Skip to main content

Apache Kafka® concepts

A comprehensive glossary of essential Apache Kafka® terms and their meanings.

Broker

A server that operates Apache Kafka, responsible for message storage, processing, and delivery. Typically part of a cluster for enhanced scalability and reliability, each broker functions independently but is integral to Kafka's overall operations, separate from tools like Apache Kafka Connect.

Consumer

An application that reads data from Apache Kafka, often processing or acting upon it. Various tools used with Apache Kafka ultimately function as either a producer or a consumer when communicating with Apache Kafka.

Consumer groups

Groups of consumers in Apache Kafka are used to scale beyond a single application instance. Multiple instances of an application coordinate to handle messages, with each group allocated to different partitions for even workload distribution.

Event-driven architecture

Application architecture centered around responding to and processing events.

Event

A single discrete data unit in Apache Kafka, consisting of a value (the message body) and often a key (for quick identification) and headers (metadata about the message).

Kafka node

See Broker

Kafka server

See Broker

Message

See Event

Partitioning

A method used by Apache Kafka to distribute a topic across multiple servers. Each server acts as the leader for a partition, ensuring data sharding and message order within each partition.

Producer

An application that writes data into Apache Kafka without concern for the data's consumers. The data can range from well-structured to simple text, often accompanied by metadata.

Pub/sub

A publish-subscribe messaging architecture where messages are broadcasted by publishers and received by any listening subscribers, unlike point-to-point systems.

Queueing

A messaging system where messages are sent and received in the order they are produced.
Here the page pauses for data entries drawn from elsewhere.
PR #1008, opened 2026-06-08
GAUD-10114: fix test categories

dlockhart:
These patterns weren't getting a hit since this repo is organized a bit differently, so they were falling until the "Other" category.


svanherk (approved):
We maybe could have done something to all of our repos to be more generic, like `**/test/**/*.test.js`, but 🤷‍♀️

Issue #1075, opened 2017-09-29
constraints are not made visible in the tree when moving nodes


crazydrecksack:
![sep-29-2017 13-24-45](https://user-images.githubusercontent.com/683773/31014119-9f2d333a-a519-11e7-8ca9-7167b929ec4c.gif)

In the example I have constraints attached to "Werkbereiche" to only allow child nodes of a specific type. This is why I cannot move "Hauptseite" into "Werbereiche" however this is not indicated by the blue line (drop target) wich used to be red if the desired position of a node drag and drop is prohibited via constraints.

Dragging a node over another does not show any highlight to indicate if it is ok to drop the node inside or in case of a constraint violation that it is not allowed.

dimaip:
My bad, will fix.

crazydrecksack:
old UI
![sep-29-2017 13-50-01](https://user-images.githubusercontent.com/683773/31014807-32bbb452-a51d-11e7-9c18-8994e20c4457.gif)

dimaip:
Actually there are two problems at once here.
The first one is that constraints are not taken into account, but it may be addressed here: https://github.com/neos/neos-ui/pull/1068

And the second problem is how to style the disabled drop targets. When implementing the tree I chose to not display them at all, which makes for less visual clutter when dragging (really annoying to see red all the time), so the blue drop target is only displayed when you can drop something there.
If you think that we should still paint the denied drop targets red I can easily do that too.

dimaip:
See:
![peek 2017-09-29 15-56](https://user-images.githubusercontent.com/837032/31016800-d9b8b2d0-a52e-11e7-9640-745c7a70bafc.gif)

PR #1090, opened 2017-10-03
BUGFIX: only show sibling dropzones when drop is allowed

dimaip:
Fixes: #1075


dimaip:
Will open another PR with more stuff

Issue #817, opened 2017-08-10
Copy/Cut/Paste buttons should reflect the clipboard state


dimaip:
In the old ui, when you copy/cut a node, the respected button becomes highlighted, until you have pasted the node, while the paste button also becomes active. When you click on the copy/cut button again, it should clear the clipboard and unselect it.

That's not what currently happens in the new ui.

![image](https://user-images.githubusercontent.com/837032/29175081-c22bfbaa-7df0-11e7-95d2-dca56e6146db.png)

akoenig:
@dimaip Do you suggest that the insert mode should also be visible in the toolbar?

dimaip:
@akoenig certainly!

skurfuerst:
I think this needs a little discussion -- for the insert mode, we do not have these three-strip buttons anymore but we always solve it in a modal (for now).

Do you think that's a must-have for the new UI for now? For me that is rather a small UX change, with not a big impact. That's why I remove the must-have label for now... If you disagree, let's discuss :)

All the best,
Sebastian

dimaip:
IMO this makes the UI less visually responsive. I'd consider it a mid-minor UX issues and would try to fix it before 1.0 if possible, especially since it's pretty easy to fix.
I'd love if we could prioritize issues for 1.0, i.e. those which we tackle first and those which we can postpone but still good to make, e.g.: "high-pro", "mid-prio", "low-prio", "not-going-to-1.0".

PR #1091, opened 2017-10-03
BUGFIX: misc cut/paste logic fixes

dimaip:
Fixes: #1075
Fixes: #1092
Fixes: #817

Fix multiple bugs related to the logic of moving nodes:
- DragAndDrop of autoCreated nodes should be disallowed
- Moving into descendants of the node itself should be disallowed
- Before and after dropzones should not be highlighted when can't drop into them
- Cut/Copy buttons should reflect their state


dimaip:
Will open another PR with more stuff

PR #1099, opened 2017-10-04
FEATURE: Support keyboard navigation in SelectBox

### LINKED ISSUE #1036: Select Boxes should support keyboard navigation

mstruebing:
In this implementation it is possible to use the arrow keys to navigate
up and down and to chose one item via the enter key.
This replicates the behaviour of the old UI.

This doesn't work for SelectBoxes with a search box currently.

closes #1036

### DIFF
--- a/packages/react-ui-components/src/SelectBox/selectBox.js
+++ b/packages/react-ui-components/src/SelectBox/selectBox.js
@@ -2,8 +2,10 @@ import React, {PureComponent} from 'react';
 import PropTypes from 'prop-types';
 import DropDown from '../DropDown/index';
 import DefaultSelectBoxOption from './defaultSelectBoxOption';
+import keydown from 'react-keydown';
 import mergeClassNames from 'classnames';
 
+@keydown
 export default class SelectBox extends PureComponent {
 
     static defaultProps = {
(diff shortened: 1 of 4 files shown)


packages/react-ui-components/src/SelectBox/selectBox.js
```diff
@@ -2,8 +2,10 @@ import React, {PureComponent} from 'react';
 import PropTypes from 'prop-types';
 import DropDown from '../DropDown/index';
 import DefaultSelectBoxOption from './defaultSelectBoxOption';
+import keydown from 'react-keydown';
 import mergeClassNames from 'classnames';
 
+@keydown
```
grebaldi: Please have a look at https://github.com/glortho/react-keydown#monitor-only-key-codes-which-you-care-about

I think it would be better to restrict this. During inline editing we have tons of key events, that would trigger a redraw of every select box otherwise.

mstruebing: Hey @grebaldi I've updated my PR.
The events were only be captured when the selectbox is active but you are right, to restrict them would be better anyway.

Apache Kafka maintains a watermark for each consumer to track the most recent message read.

Record

See Event

Replication

Apache Kafka's feature for data replication across multiple servers, ensuring data preservation even if a server fails. This is configurable per topic.

Topic

Logical channels in Apache Kafka through which messages are organized. Topics are named in a human-readable manner, like sensor-readings or kubernetes-logs.